---------- THE DATA ----------

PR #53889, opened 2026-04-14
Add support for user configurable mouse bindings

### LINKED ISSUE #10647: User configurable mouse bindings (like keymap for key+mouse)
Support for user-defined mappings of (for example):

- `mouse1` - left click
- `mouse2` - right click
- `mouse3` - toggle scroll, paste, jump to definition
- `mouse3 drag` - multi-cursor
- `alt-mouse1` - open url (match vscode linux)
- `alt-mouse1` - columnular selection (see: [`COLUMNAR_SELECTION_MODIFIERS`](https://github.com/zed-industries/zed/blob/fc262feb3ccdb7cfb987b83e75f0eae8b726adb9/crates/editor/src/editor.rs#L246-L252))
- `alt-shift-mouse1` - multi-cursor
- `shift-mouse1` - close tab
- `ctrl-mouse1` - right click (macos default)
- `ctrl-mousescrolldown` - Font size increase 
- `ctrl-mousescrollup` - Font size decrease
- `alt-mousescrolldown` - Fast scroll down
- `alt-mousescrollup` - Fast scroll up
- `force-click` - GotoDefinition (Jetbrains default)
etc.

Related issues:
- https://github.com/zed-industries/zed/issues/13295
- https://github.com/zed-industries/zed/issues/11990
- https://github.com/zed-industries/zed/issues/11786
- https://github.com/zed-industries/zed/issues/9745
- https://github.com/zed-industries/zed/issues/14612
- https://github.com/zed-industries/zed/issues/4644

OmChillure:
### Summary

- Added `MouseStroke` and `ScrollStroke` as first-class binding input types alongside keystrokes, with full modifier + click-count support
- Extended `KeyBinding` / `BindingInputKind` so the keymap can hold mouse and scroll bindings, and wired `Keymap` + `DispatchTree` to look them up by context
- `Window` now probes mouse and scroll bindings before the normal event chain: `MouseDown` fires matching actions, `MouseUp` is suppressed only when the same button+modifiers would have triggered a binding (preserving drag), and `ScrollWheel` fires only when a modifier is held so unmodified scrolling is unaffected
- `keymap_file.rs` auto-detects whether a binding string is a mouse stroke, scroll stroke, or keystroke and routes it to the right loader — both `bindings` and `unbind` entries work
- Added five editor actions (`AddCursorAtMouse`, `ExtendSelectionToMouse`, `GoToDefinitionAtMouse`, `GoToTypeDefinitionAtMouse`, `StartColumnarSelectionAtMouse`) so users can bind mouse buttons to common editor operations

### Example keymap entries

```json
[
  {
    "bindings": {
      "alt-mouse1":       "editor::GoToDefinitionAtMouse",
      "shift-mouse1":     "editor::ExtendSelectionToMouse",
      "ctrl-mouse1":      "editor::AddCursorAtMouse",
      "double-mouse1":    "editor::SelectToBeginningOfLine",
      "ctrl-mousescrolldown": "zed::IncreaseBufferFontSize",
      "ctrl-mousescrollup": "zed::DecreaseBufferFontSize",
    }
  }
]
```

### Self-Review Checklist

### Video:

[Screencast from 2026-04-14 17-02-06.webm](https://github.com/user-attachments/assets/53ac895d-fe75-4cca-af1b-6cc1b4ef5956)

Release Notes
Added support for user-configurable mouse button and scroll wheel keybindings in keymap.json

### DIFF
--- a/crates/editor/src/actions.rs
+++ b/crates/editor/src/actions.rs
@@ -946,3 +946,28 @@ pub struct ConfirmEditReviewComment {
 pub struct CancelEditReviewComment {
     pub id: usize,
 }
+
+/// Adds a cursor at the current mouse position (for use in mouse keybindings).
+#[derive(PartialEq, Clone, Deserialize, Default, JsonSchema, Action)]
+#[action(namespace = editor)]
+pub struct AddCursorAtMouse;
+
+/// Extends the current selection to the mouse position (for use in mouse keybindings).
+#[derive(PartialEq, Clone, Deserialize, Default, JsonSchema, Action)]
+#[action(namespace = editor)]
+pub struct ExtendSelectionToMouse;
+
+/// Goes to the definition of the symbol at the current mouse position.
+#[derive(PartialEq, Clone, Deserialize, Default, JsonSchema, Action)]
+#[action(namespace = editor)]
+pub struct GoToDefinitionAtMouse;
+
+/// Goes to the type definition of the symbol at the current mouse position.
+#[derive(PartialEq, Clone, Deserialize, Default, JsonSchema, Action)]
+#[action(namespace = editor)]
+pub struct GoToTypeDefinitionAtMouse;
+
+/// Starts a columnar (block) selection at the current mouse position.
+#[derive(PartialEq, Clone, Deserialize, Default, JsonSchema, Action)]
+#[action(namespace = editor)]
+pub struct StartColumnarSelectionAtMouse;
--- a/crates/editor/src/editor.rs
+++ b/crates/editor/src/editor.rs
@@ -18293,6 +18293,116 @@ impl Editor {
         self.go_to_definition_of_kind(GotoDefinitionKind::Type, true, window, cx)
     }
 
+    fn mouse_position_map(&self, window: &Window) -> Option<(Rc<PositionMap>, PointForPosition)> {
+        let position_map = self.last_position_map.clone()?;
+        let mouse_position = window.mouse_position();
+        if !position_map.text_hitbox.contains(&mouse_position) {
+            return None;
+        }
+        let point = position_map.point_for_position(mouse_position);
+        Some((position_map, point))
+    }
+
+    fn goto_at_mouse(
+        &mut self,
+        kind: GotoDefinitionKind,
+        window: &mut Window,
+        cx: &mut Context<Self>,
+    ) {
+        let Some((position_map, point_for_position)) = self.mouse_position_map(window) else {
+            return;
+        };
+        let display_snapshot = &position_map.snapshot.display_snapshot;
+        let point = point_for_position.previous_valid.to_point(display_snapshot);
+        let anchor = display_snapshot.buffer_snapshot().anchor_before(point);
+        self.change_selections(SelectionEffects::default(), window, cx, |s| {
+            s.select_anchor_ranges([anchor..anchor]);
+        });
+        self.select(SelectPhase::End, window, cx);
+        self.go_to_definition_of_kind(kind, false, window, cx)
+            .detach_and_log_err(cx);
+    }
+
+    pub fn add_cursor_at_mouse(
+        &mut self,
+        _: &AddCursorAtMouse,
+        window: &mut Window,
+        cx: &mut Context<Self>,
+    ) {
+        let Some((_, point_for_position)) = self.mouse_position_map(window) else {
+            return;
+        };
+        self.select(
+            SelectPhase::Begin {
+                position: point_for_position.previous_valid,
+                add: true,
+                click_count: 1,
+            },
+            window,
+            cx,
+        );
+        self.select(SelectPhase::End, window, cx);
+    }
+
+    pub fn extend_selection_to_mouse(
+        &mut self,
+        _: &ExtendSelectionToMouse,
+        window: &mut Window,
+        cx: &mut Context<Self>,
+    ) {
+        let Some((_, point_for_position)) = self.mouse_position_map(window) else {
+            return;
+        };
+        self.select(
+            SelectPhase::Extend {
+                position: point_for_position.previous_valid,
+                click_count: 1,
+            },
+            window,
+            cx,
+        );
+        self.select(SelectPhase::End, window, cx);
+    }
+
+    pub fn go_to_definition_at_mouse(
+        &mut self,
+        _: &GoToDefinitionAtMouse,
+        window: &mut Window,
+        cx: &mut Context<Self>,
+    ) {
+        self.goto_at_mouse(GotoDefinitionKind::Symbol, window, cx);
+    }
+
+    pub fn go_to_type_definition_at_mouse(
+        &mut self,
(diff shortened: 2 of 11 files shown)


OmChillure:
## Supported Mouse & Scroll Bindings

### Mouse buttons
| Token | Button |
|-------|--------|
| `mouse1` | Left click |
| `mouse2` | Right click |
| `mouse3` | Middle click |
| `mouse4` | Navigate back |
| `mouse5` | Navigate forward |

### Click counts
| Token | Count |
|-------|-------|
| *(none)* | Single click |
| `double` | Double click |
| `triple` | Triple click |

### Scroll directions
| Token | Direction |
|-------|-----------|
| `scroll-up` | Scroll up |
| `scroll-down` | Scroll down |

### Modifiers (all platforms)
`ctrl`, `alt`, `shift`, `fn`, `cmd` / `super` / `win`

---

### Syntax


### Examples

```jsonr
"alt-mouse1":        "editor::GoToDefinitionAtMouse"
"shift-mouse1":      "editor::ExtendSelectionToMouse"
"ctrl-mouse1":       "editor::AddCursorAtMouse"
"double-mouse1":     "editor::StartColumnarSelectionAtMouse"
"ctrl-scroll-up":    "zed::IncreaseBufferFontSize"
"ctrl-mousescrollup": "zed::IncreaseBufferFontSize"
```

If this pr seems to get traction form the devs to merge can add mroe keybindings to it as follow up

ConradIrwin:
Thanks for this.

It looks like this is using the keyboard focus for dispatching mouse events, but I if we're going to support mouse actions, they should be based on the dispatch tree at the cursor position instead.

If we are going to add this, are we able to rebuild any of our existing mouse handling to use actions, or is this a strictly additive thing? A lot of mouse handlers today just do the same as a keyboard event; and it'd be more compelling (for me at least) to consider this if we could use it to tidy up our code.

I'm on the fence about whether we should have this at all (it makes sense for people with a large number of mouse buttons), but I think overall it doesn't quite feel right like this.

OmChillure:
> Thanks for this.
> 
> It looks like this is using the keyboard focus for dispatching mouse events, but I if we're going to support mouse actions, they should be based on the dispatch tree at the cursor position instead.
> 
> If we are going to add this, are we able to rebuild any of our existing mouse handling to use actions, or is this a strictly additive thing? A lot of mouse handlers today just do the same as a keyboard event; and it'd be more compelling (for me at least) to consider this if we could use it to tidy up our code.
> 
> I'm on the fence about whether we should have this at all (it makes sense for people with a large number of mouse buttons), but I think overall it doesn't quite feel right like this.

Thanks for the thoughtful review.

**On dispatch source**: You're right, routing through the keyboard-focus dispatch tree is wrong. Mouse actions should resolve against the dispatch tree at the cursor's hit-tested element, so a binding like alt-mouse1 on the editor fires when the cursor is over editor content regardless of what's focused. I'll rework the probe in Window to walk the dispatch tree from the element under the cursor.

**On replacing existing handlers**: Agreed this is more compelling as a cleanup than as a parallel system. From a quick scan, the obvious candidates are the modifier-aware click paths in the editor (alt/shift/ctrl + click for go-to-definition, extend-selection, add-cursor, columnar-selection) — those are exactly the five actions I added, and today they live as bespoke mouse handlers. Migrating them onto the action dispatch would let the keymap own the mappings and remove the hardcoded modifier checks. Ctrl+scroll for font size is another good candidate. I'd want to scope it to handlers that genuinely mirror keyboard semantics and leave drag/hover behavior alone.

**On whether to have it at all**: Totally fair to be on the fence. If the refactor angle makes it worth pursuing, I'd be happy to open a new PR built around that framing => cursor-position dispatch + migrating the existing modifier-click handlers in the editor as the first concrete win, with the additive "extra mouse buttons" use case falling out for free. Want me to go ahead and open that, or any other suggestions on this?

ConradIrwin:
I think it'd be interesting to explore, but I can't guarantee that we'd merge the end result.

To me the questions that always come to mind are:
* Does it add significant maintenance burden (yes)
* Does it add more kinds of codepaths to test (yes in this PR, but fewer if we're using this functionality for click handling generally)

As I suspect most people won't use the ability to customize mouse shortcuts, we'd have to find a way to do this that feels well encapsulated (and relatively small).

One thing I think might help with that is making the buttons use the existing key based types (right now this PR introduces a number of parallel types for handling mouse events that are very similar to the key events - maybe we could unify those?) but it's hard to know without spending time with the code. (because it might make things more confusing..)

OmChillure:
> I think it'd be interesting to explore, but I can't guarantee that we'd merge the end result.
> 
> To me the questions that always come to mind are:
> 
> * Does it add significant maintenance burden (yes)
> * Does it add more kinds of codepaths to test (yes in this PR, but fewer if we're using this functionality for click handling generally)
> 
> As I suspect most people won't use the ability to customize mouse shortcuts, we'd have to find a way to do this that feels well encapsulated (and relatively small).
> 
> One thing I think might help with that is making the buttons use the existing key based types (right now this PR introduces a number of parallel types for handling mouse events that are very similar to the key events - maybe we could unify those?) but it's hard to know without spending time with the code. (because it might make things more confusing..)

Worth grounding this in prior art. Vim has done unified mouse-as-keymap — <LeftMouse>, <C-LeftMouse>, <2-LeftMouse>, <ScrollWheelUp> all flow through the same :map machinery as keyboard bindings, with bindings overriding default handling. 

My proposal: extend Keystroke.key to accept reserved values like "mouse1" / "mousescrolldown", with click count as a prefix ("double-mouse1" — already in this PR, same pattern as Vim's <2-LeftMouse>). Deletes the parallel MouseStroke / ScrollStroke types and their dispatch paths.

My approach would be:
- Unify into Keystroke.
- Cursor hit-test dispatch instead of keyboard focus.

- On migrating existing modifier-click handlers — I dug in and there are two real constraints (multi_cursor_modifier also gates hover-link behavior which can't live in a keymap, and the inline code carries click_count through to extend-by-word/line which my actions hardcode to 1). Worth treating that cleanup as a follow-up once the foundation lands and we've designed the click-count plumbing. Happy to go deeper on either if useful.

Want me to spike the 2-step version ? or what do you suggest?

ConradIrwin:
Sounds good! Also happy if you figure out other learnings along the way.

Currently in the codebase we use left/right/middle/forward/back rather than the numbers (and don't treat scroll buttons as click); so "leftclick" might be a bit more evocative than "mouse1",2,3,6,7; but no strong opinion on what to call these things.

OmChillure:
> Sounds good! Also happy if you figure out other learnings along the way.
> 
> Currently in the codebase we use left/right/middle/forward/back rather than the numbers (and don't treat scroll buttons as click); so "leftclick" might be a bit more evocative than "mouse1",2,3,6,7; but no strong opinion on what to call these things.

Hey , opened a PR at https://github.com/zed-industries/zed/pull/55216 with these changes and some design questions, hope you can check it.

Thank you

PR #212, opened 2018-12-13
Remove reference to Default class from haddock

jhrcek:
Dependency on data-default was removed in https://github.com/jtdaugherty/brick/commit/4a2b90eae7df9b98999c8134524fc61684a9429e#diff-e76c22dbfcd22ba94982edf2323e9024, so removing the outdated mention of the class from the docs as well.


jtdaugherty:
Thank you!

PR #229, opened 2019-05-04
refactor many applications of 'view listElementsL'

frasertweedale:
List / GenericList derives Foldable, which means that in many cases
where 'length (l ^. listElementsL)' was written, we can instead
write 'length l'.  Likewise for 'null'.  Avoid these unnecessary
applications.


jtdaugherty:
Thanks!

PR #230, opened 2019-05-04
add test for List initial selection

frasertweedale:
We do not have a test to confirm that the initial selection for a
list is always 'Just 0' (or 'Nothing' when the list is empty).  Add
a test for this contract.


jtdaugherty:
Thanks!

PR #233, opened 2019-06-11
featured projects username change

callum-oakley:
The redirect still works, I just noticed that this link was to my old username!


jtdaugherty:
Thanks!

----------

EXERCISE REQUIREMENTS
Starting at the first line of the records, print each line exactly, stopping after the line that contains "- https://github.com/zed-industries/zed/issues/4644".

EXPECTED ANSWER
PR #53889, opened 2026-04-14
Add support for user configurable mouse bindings

### LINKED ISSUE #10647: User configurable mouse bindings (like keymap for key+mouse)
Support for user-defined mappings of (for example):

- `mouse1` - left click
- `mouse2` - right click
- `mouse3` - toggle scroll, paste, jump to definition
- `mouse3 drag` - multi-cursor
- `alt-mouse1` - open url (match vscode linux)
- `alt-mouse1` - columnular selection (see: [`COLUMNAR_SELECTION_MODIFIERS`](https://github.com/zed-industries/zed/blob/fc262feb3ccdb7cfb987b83e75f0eae8b726adb9/crates/editor/src/editor.rs#L246-L252))
- `alt-shift-mouse1` - multi-cursor
- `shift-mouse1` - close tab
- `ctrl-mouse1` - right click (macos default)
- `ctrl-mousescrolldown` - Font size increase 
- `ctrl-mousescrollup` - Font size decrease
- `alt-mousescrolldown` - Fast scroll down
- `alt-mousescrollup` - Fast scroll up
- `force-click` - GotoDefinition (Jetbrains default)
etc.

Related issues:
- https://github.com/zed-industries/zed/issues/13295
- https://github.com/zed-industries/zed/issues/11990
- https://github.com/zed-industries/zed/issues/11786
- https://github.com/zed-industries/zed/issues/9745
- https://github.com/zed-industries/zed/issues/14612
- https://github.com/zed-industries/zed/issues/4644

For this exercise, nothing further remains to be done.